(Dataset entries)
Start of Block

PR #1973, opened 2023-05-27
do not log error in the syscall crate

yihuaf:
Related to #1974. The integration tests uses `stderr` to check if there are any errors. However, there are a number of cases where we want to mount with ENOTDIR or ENOENT error but we ignore these errors. Therefore, we do not want to log these errors. Otherwise the integration tests would be broken.

tag along: Bump rust version to 1.70 and fix some comments lint in integration test. As a side effect, this will trigger the integration validation test, so we can test the fix is actually working in CI.

### DIFF
--- a/crates/libcontainer/src/rootfs/rootfs.rs
+++ b/crates/libcontainer/src/rootfs/rootfs.rs
@@ -38,7 +38,7 @@ impl RootFS {
         bind_devices: bool,
         cgroup_ns: bool,
     ) -> Result<()> {
-        tracing::debug!("Prepare rootfs: {:?}", rootfs);
+        tracing::debug!(?rootfs, "prepare rootfs");
         let mut flags = MsFlags::MS_REC;
         let linux = spec.linux().as_ref().ok_or(MissingSpecError::Linux)?;
 
@@ -52,20 +52,34 @@ impl RootFS {
         }
 
         self.syscall
-            .mount(None, Path::new("/"), None, flags, None)?;
+            .mount(None, Path::new("/"), None, flags, None)
+            .map_err(|err| {
+                tracing::error!(
+                    ?err,
+                    ?flags,
+                    "failed to change the mount propagation type of the root"
+                );
+
+                err
+            })?;
 
         let mounter = Mount::new();
 
         mounter.make_parent_mount_private(rootfs)?;
 
         tracing::debug!("mount root fs {:?}", rootfs);
-        self.syscall.mount(
-            Some(rootfs),
-            rootfs,
-            None,
-            MsFlags::MS_BIND | MsFlags::MS_REC,
-            None,
-        )?;
+        self.syscall
+            .mount(
+                Some(rootfs),
+                rootfs,
+                None,
+                MsFlags::MS_BIND | MsFlags::MS_REC,
+                None,
+            )
+            .map_err(|err| {
+                tracing::error!(?rootfs, ?err, "failed to bind mount rootfs");
+                err
+            })?;
 
         let global_options = MountOptions {
             root: rootfs,
@@ -108,9 +122,16 @@ impl RootFS {
         };
 
         if let Some(flags) = flags {
-            tracing::debug!("make root mount {:?}", flags);
             self.syscall
-                .mount(None, Path::new("/"), None, flags, None)?;
+                .mount(None, Path::new("/"), None, flags, None)
+                .map_err(|err| {
+                    tracing::error!(
+                        ?err,
+                        ?flags,
+                        "failed to adjust the mount propagation type of the root"
+                    );
+                    err
+                })?;
         }
 
         Ok(())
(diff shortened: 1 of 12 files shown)


crates/libcontainer/src/syscall/linux.rs
```diff
@@ -489,10 +490,20 @@ impl Syscall for LinuxSyscall {
         flags: MsFlags,
         data: Option<&str>,
     ) -> Result<()> {
```
utam0k, line 492: How about returning the type of error in `OK`?

utam0k (changes requested):
What about tracing at the caller? It is beyond the role of the syscall mod to determine the type of error.

yihuaf:
> What about tracing at the caller? It is beyond the role of the syscall mod to determine the type of error.

I made the change for `mount` only in this PR to unblock the CI. We can extend this to all syscalls in this mod, but I'd like to do this in another PR.

utam0k:
>  We can extend this to all syscalls in this mod, but I'd like to do this in another PR.

I agree with you. we should do it.

crates/libcontainer/src/syscall/linux.rs
```diff
@@ -489,13 +490,7 @@ impl Syscall for LinuxSyscall {
...
-        mount(source, target, fstype, flags, data).map_err(|err| {
-            tracing::error!(
```
utam0k, line 493: Is there any need to bring this tracing to the callers?

yihuaf: Yes, 47bc85926f55c27cefd1925df7622a0b51910d75

yihuaf:
@utam0k since this PR hasn't been merged, I went ahead and clean up the syscall crate as well. All the simpler wrappers no longer log error and logs only at the caller site. I kept the other more complex functions such as `pivot_root` and `close_range` alone, since it makes sense to log the error there.

yihuaf:
@utam0k Can we get a review if you have some time? I would like to merge this since this will unblock the integration validation test. I would also ask if it is possible to merge this in as is and address any reviews in a follow up PR since the integration validation CI is failing.

YJDoc2:
Hey @yihuaf I think utam0k is unwell, so I'll take a look at this instead. The changes look ok, and as you said, if there are any issues, we can fix them in follow up PR. The only question I  have is that this was opened because  we logged errors in `mount` calls which makes the tests fail. However, I still see that we are doing tracing::error in the mount calls' `map_err` . I think you had removed is in one of the commits, but it got re-added for some reason. Can you please correct me if I'm wrong? Otherwise this is fine, I'll approve this then so it can unblock rest of the work.

yihuaf:
> Hey @yihuaf I think utam0k is unwell, so I'll take a look at this instead. The changes look ok, and as you said, if there are any issues, we can fix them in follow up PR. The only question I have is that this was opened because we logged errors in `mount` calls which makes the tests fail. However, I still see that we are doing tracing::error in the mount calls' `map_err` . I think you had removed it in one of the commits, but it got re-added for some reason. Can you please correct me if I'm wrong? Otherwise this is fine, I'll approve this then so it can unblock rest of the work.

@YJDoc2 Thank you for taking a look. So issue that caused the integration failure is the `syscall::mount` logging error. It is removed in this PR (https://github.com/containers/youki/pull/1973/files#diff-b7916a1b6e425d0953faba26141b604a4b71e65782a58c78dd6f59f620916dccR470). The right thing to do is logging at the caller of the `syscall::mount`. There are a few places where the `syscall::mount` will return `ENOTDIR` or `ENOENT`, but the caller ignores these error because it is expected. This happens for example in the masked_path (https://github.com/containers/youki/pull/1973/files#diff-9773882fbf80be1f21b71393425530b52a9fc276cd89e5f0910d2435ca45fbb5R217). In this case, `ENOENT` is considered successful because a non-existent path is considered to be masked already (not accessible).

I believe all the tracing add you see are at the caller of `syscall::mount`. In most cases, the mount call failure indicates an actual failure, so we log them, unless the error case is handled.

I will also add one more commit to trigger the `integration_validation` test, so we can be complete in this PR.

crates/libcontainer/src/rootfs/rootfs.rs
```diff
@@ -52,20 +52,34 @@ impl RootFS {
...
-        )?;
+        self.syscall
+            .mount(
+                Some(rootfs),
+                rootfs,
+                None,
+                MsFlags::MS_BIND | MsFlags::MS_REC,
+                None,
+            )
+            .map_err(|err| {
```
yihuaf, line 79: For example, this call to `syscall::mount` is inside the `rootfs` module. Here, mount call failure indicates an actual failure, so we log the error here.

YJDoc2:
Hey @yihuaf Thanks for the detailed explanation! I think I got the actual call site and implementation mixed up originally. This looks good then, and once the CI pass, I'll approve and merge. Thanks a lot!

End of Block

From the records above, repeat exactly the lines from the one with "let mut flags = MsFlags::MS_REC;" through the one with "mounter.make_parent_mount_private(rootfs)?;", both included.

- _ANSWER FOR THIS EXERCISE_:
         let mut flags = MsFlags::MS_REC;
         let linux = spec.linux().as_ref().ok_or(MissingSpecError::Linux)?;
 
@@ -52,20 +52,34 @@ impl RootFS {
         }
 
         self.syscall
-            .mount(None, Path::new("/"), None, flags, None)?;
+            .mount(None, Path::new("/"), None, flags, None)
+            .map_err(|err| {
+                tracing::error!(
+                    ?err,
+                    ?flags,
+                    "failed to change the mount propagation type of the root"
+                );
+
+                err
+            })?;
 
         let mounter = Mount::new();
 
         mounter.make_parent_mount_private(rootfs)?;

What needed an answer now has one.